I inhale care for Birch, standing with their survivance, amid climate change-intensified wildfires, burning thirsty trees, upon whose inhalations of carbon dioxide depend ecologies, weaving human beings and King Salmon, everyone.

I exhale anger and grief stored in my body with the vibrations of heavy mining machines and military aircraft, the scary monster sounds of unquenchable greed and empire, breaching sacred Earth.

I inhale care for King Salmon and salt tears for their reappearance, their weathering over-warmed oiled sea and gold-spoilt ribbons of Yukon, into which flow the Tanana and Chena Rivers, merging here near small-town Fairbanks. “It is much more than nets / That need mending,” writes Johnson.

I exhale acknowledgment of “the profound grief of Indigenous communities along the Yukon River, who have been unable to practice traditional ways of fishing for King Salmon, passing Indigenous Knowledge to younger generations, and feeding their families traditional food for four years.” I exhale in solidarity with Gwich’in and other Arctic Indigenous Peoples’ rights and responsibilities, their Declaration, their collective self-determination in perpetuity.

I inhale belief that how we face one another where we live day-to-day – the norms we do or do not enact, the structures we subvert and co-craft, the healing of traumas we do or cannot undertake – ripples outward, affecting those whom we may never meet, in this lifetime, in what is and is not a world I cannot grasp.

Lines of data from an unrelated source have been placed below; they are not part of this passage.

PR #29, opened 2026-06-12
Fix(llm): retry transient failures and make concurrency configurable

### LINKED ISSUE #10: Stage 2: LLM calls have no retry/backoff on 429 or timeout; default concurrency 10 is unconfigurable
## Summary

The Stage 2 LLM calls have no retry on transient failures. A single HTTP 429 or a single request timeout fails the call outright, and (because of the related abort-everything behaviour) takes the whole semantic pass down with it. There is also no backoff, and the default concurrency is high enough that hosted tiers 429 almost immediately.

## Where it happens

Commit `8c9f5cc`, v2.0.0, `src/skillspector/llm_analyzer_base.py`:

- Async path, `:391` and `:393`:

  ```python
  response = await self._structured_llm.ainvoke(prompt)
  ...
  response = (await self._llm.ainvoke(prompt)).content
  ```

- Sync path, `:356` and `:358`:

  ```python
  response = self._structured_llm.invoke(prompt)
  ...
  response = self._llm.invoke(prompt).content
  ```

None of these are wrapped in a retry. A `RateLimitError` (429) or an `APITimeoutError` raises on the first attempt and that is the end of it.

The default concurrency makes this easy to hit, `:368`:

```python
max_concurrency: int = 10,
```

Ten parallel requests with no backoff is more than several hosted tiers will accept. On the NVIDIA build tier I saw nearly every call 429, and there is no env knob to turn the concurrency down without editing the source.

## Why this matters

429 and timeout are the normal, expected failure modes of every hosted inference API; they are not exceptional. Treating the first one as fatal means the semantic pass is fragile exactly where it should be resilient. Combined with the all-or-nothing fallback, the practical result is that on a hosted tier the LLM filter frequently does not run at all, and the user is not told.

I do recognise that adding retries trades wall-clock for reliability, and that nobody wants an unbounded retry storm. A small bounded exponential backoff (a handful of attempts) is the usual middle ground and is plenty here.

## Reproduce

1. Use a provider/tier with a low requests-per-minute ceiling.
2. Run `skillspector scan <dir> --verbose` over a tree with enough files to exceed the ceiling at concurrency 10.
3. Observe repeated 429s, no retry, and (via the related abort bug) a fallback to static-only.

## Suggested direction

- Add a bounded exponential-backoff retry around the four invoke sites, scoped to genuinely transient errors only: rate-limit (429) and timeout. Do not retry 4xx like the context-overflow 400, because retrying that is pointless; let it fail the batch and be handled by per-batch isolation.
- Make `max_concurrency` configurable by environment variable (something like `SKILLSPECTOR_MAX_CONCURRENCY`) and consider a lower default than 10, since the safe ceiling varies a lot by provider and tier.
- Detect the retryable cases defensively across SDKs (check for a 429 status, a `RateLimit`/`Timeout` error name, or the matching text) rather than importing one provider's exception types.

Related: this compounds with the abort-everything fallback. Retries reduce how often a transient error fires; per-batch isolation limits the damage when one finally does.

jhamze7:
This pull request addresses the issue of LLM calls immediately failing due to a lack of retry logic.

### llm_utils.py:
Created helper functions for the sync and async batch runners that retry LLM calls 4 times by default (this number is configurable with the `max_attempts` argument) with exponential backoff timing. These functions string match the error message to keep the implementation universal across different providers.

### llm_analyzer_base.py:
Wrapped the LLM calls in the helper functions created in `llm_utils.py`. Also set max_concurrency to the SKILLSPECTOR_MAX_CONCURRENCY environment variable, with the value defaulting to 5 if the variable is empty.

### .env.example: 
Created a `SKILLSPECTOR_MAX_CONCURRENCY` environment variable. This change was also noted in `docs/DEVELOPMENT.md`

### test_llm_analyzer_base.py:
Added sync and async tests verifying that LLM calls are retried when a simulated 429 error occurs. The tests also verify that processing succeeds after a transient failure and raises an exception once the retry limit is exhausted.

---

Closes #10

### DIFF
--- a/.env.example
+++ b/.env.example
@@ -26,6 +26,8 @@ SKILLSPECTOR_MODEL=                                             # leave empty to
 # SKILLSPECTOR_MODEL_REGISTRY=./model_registry.yaml             # optional override; defaults to each provider's bundled YAML in src/skillspector/providers/
 SKILLSPECTOR_LOG_LEVEL=WARNING                                  # options: DEBUG|INFO|WARNING|ERROR
 
+SKILLSPECTOR_MAX_CONCURRENCY=5                                  # concurrent LLM requests; increase for faster processing (higher = more rate limits)
+
 # langchain/langsmith config (all optional)
 LANGCHAIN_TRACING_V2=false
 LANGCHAIN_API_KEY=
--- a/docs/DEVELOPMENT.md
+++ b/docs/DEVELOPMENT.md
@@ -266,6 +266,7 @@ Copy [.env.example](../.env.example) to `.env` in the project root and set value
 | `OPENAI_BASE_URL` | Override the OpenAI endpoint (e.g. point at Ollama). | `http://localhost:11434/v1` |
 | `ANTHROPIC_API_KEY` | Credential for `SKILLSPECTOR_PROVIDER=anthropic`. | `sk-ant-...` |
 | `SKILLSPECTOR_MODEL` | Override the active provider's bundled default model (see [README.md](../README.md) for per-provider defaults). | `gpt-5.2` |
+| `SKILLSPECTOR_MAX_CONCURRENCY` | Maximum concurrent LLM requests. Defaults to 5 if unset. Lower values reduce rate limits but increase scan time. | `7` |
 
 ### Constants, token budgets, and LLM
 
--- a/src/skillspector/llm_analyzer_base.py
+++ b/src/skillspector/llm_analyzer_base.py
@@ -28,13 +28,14 @@ to ``None`` for raw-string mode.
 from __future__ import annotations
 
 import asyncio
+import os
 from collections import defaultdict
 from dataclasses import dataclass, field
 from typing import Literal
 
 from pydantic import BaseModel, Field
 
-from skillspector.llm_utils import get_chat_model
+from skillspector.llm_utils import get_chat_model, retry_llm_call, retry_llm_call_sync
 from skillspector.logging_config import get_logger
 from skillspector.model_info import get_max_input_tokens
 from skillspector.models import Finding
@@ -353,9 +354,13 @@ class LLMAnalyzerBase:
                 len(batch.findings),
             )
             if self._structured_llm:
-                response = self._structured_llm.invoke(prompt)
+                response = retry_llm_call_sync(
+                    lambda prompt=prompt: self._structured_llm.invoke(prompt)
+                )
             else:
-                response = self._llm.invoke(prompt).content
+                response = retry_llm_call_sync(
+                    lambda prompt=prompt: self._llm.invoke(prompt)
+                ).content
             logger.debug("LLM response for %s", batch.file_label)
             parsed = self.parse_response(response, batch)
             results.append((batch, parsed))
@@ -365,7 +370,7 @@ class LLMAnalyzerBase:
         self,
         batches: list[Batch],
         *,
-        max_concurrency: int = 10,
+        max_concurrency: int | None = None,
         **kwargs: object,
     ) -> list[tuple[Batch, list]]:
         """Execute LLM calls for all *batches* concurrently.
@@ -376,6 +381,9 @@ class LLMAnalyzerBase:
 
         The return type mirrors :meth:`run_batches`.
         """
+        if max_concurrency is None:
+            max_concurrency = int(os.environ.get("SKILLSPECTOR_MAX_CONCURRENCY", "5"))
+
         sem = asyncio.Semaphore(max_concurrency)
 
         async def _process(batch: Batch) -> tuple[Batch, list]:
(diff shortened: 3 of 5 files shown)


CharmingGroot:
**Verified on a self-hosted OpenAI-compatible backend (vLLM serving `Qwen/Qwen3.6-35B-A3B-FP8`).**

- **Configurable concurrency works:** scanning the repo's `tests/fixtures/malicious_skill/` fixture with LLM analysis completes the full pass at `SKILLSPECTOR_MAX_CONCURRENCY=5` (default) and at `3`. Being able to tune concurrency down is what a single-instance backend needs.
- **Retry classifier behaves as written:** exercising `retry_llm_call_sync` directly — `429` and `timeout` errors are retried (4 attempts with backoff), non-retryable errors raise immediately. Matches the PR's stated scope.

LGTM for the #10 retry/backoff + configurable concurrency goal.

rng1995 (changes requested):
Thanks for tackling this — adding retry/backoff and making concurrency tunable is a real gap to close, and the retry core is implemented correctly (re-invoking the callable yields a fresh coroutine on each async attempt, and `lambda prompt=prompt:` avoids late-binding in the sync loop). The retry tests are good and target the right behavior (retry-then-succeed, and raise after exhausting attempts). I'm requesting changes for one concrete defect plus a couple of follow-ups.

**Blocking — concurrency env parsing crashes on an empty/invalid value**

```python
max_concurrency = int(os.environ.get("SKILLSPECTOR_MAX_CONCURRENCY", "5"))
```

`os.environ.get(key, "5")` only returns the `"5"` default when the key is **absent**. If the variable is present but empty — `SKILLSPECTOR_MAX_CONCURRENCY=` — it returns `""`, and `int("")` raises `ValueError`, which aborts the scan. The PR description says it defaults to 5 "if the variable is empty," but the code doesn't do that. This isn't a hypothetical: this repo's own `.env.example` leaves several vars empty by convention (`SKILLSPECTOR_PROVIDER=`, `SKILLSPECTOR_MODEL=`, …), so a user emptying this one to "use the default" gets a hard crash. A non-numeric value (`=auto`) crashes the same way, `=0` yields `asyncio.Semaphore(0)` (hangs forever), and a negative value raises in the `Semaphore` constructor.

Suggested hardening — fall back on empty/invalid and clamp to a sane minimum:

```python
if max_concurrency is None:
    raw = (os.environ.get("SKILLSPECTOR_MAX_CONCURRENCY") or "").strip()
    try:
        max_concurrency = int(raw) if raw else 5
    except ValueError:
        logger.warning("Invalid SKILLSPECTOR_MAX_CONCURRENCY=%r; defaulting to 5", raw)
        max_concurrency = 5
    if max_concurrency < 1:
        max_concurrency = 1
```

Please also add a small test for this path (unset → 5, empty → 5, garbage → 5, `0`/negative → clamped), since it's currently untested.

**Non-blocking suggestions**

- *Retryable set is narrow.* You match `429` / `ratelimit` / `timeout`. Transient `5x` conditions are common and currently not retried: HTTP 500/502/503, Anthropic's 529 "overloaded", and connection errors (e.g. `APIConnectionError`). Consider widening the match (e.g. include `overloaded`, `service unavailable`, `connection`, and the relevant status codes) so the "universal across providers" goal actually covers the most common transient cases. Minor caveat: a bare substring check for `"429"` could in theory match an unrelated message; keying off status/exception type where available is more precise.
- *No jitter.* `wait = 2 ** attempt` with up to `max_concurrency` batches all hitting a 429 at once means they back off in lockstep and re-collide. Adding a small random jitter would smooth that out.
- *Default concurrency changed 10 → 5.* The previous hardcoded default was 10; this lowers it to 5. That's a reasonable, documented choice, just calling it out as a behavior change for existing users.

Happy to re-approve once the env parsing is robust (and ideally covered by a test). The rest is the right direction.

jhamze7:
I went ahead and fixed the max concurrency logic by adding a more robust helper function in `llm_utils.py` that handles the edge cases discussed, along with a test to cover it in `test_llm_analyzer_base.py`. I've also added jitter to stagger the retry backoff of LLM API requests. Please let me know if there’s anything else that should be addressed!

rng1995 (approved):

The concurrency env crash is fully hardened: `_resolve_max_concurrency` strips, falls back to 5 on empty/whitespace/non-numeric (with a warning), and clamps `< 1` to 1 — so `SKILLSPECTOR_MAX_CONCURRENCY=` no longer raises, `=0` no longer hangs on `Semaphore(0)`, and negatives no longer raise. The parametrized `test_max_concurrency_env_parsing` covers `{}/""/"   "/"auto"/"0"/"-3"/"8"`.

My non-blocking suggestions were also taken: the retryable set now includes 5xx/529/overloaded/service-unavailable/connection, and jitter was added to the backoff. Non-blocking residual: retryability is still substring-matched on the error text (a message containing e.g. `"500"` could retry spuriously) and the sync/async retry predicates are duplicated — both fine to leave. Approving.

rng1995:
Thank you for the contribution and the careful follow-up work here. We’re closing this PR as superseded by the implementation now on `main`.

Both of this PR’s core goals are covered by the current codebase: LLM analyzer fan-out concurrency is configurable (including hardened environment parsing), and LLM batch execution now has bounded, provider-aware retry/backoff behavior for transient failures. This branch is also substantially behind and conflicts with the evolved batch-execution code, so rebasing it would largely duplicate the current implementation.

If you identify a concrete retry or concurrency case that current `main` still misses, please open a narrowly scoped issue or follow-up PR with that reproduction. Thanks again for helping establish this behavior.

I exhale words of Palestinian writer Refaat Alareer, “#FreePalestine #Gaza,” murdered by an air strike thirty-seven days after posting his poem, which concludes: “If I must die / let it bring hope/ let it be a tale.”

I breathe in the slice of lemon on the poet’s tongue, tasting the only fruit available in the Gaza City food market, while he sings his last songs.

I breathe out the question, thirty-seven times thirty-seven times, as I tune my ears to the shared breaths of all beings, of all creeds dwelling in the hands of reciprocity,

What might you need, dear friend, in the difficult place from which you cannot awaken?

Softening into conflict, deepening into its embrace, it teaches me how to breathe out the words “Ceasefire Now” within the borders of a cruel country, rippling out across the entire world.

Katherine Locke, Hopitutskwa, Pueblos, Ndee/Nnēē: (Western Apache), Hohokam lands

Again, today, I found myself staring out at faces with nothing.

No idea how to express what I should say about how they, as students, as journalists, should cover a complex story about Israel and Palestine. For months, since last semester, since Oct. 7, I have been trying to find words and there are none. I have none. Is the numbness what the government wants? A thought, a question, that has flitted through my mind — how does the constant drumbeat of turmoil in the news affect all of us? What do we allow by tuning out, turning away? Who benefits if we’re all too numb to engage? Who is harmed?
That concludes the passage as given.